#### MATERIAL PROVIDED

PR #129, opened 2016-03-01
Add urls namespace as option

mmarksnippety:


testproject/testapp/tests.py
```diff
@@ -27,6 +29,9 @@ class RootViewTest(restframework.APIViewTestCase,
                    assertions.StatusCodeAssertionsMixin):
     view_class = djoser.views.RootView
 
+    def tearDown(self):
+        clear_url_caches()
```
haxoza: @mmarksnippety can you leave short comment in a code why it is here? I guess that django urls needs some internal clean-up after changing `ROOT_URLCONF` in `test_get_should_return_urls_mappings_whit_namespace_setup()` - am I right?

piotr-szpetkowski:
Hi. Unfortunately, this PR is no longer valid since the `RootView` has been completely rewritten. Also every other part of djoser that this PR touches has also changed more or less.

Therefore I'm going to close this, however thank you very much for your work.

PR #133, opened 2016-03-17
Fix/fixing reset password

nnkps:
Returning BAD REQUEST code instead of OK for reset password view when there is no user with given email.

btw. Case with test passing on pair programming had to do with generator in get_users method. "if not users" in validate_email method in ResetPasswordSerializer wasn't triggered because there was generator object inside of a variable.


haxoza:
Awesome! Goog job! :+1: :tada:

Could you squash the commits and get rid of version bump, please? I think this will be merged into 0.5.0 version because it is not backward compatible and it changes the API behaviour a little bit.

hvdklauw:
Ehh that's actually really bad, you want to give back a 200 OK when the email doesn't exist, that way people can't use it figure out of a certain e-mail address is available in the system. (You basically give them half the login credentials in case of email/password authentication)

m-nako:
I agree with @hvdklauw that leaking the information whether a certain email exists in the database is a bad idea. At the same time, I have seen client requests for the error message stating whether a reset password email has been sent or not.

I'd suggest adding a setting to enable that feature but keep the safer option as a default and document that thoroughly.

m-nako:
Merged @nnkps 's changes (thanks!) and added `PASSWORD_RESET_SHOW_EMAIL_NOT_FOUND` setting.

########

• _INSTRUCTIONS FOR THE TASK_: Your answer should be a single number: the count of lines in the entries that hold the string "hvdklauw".

• _ANSWER TO THIS TASK_: 2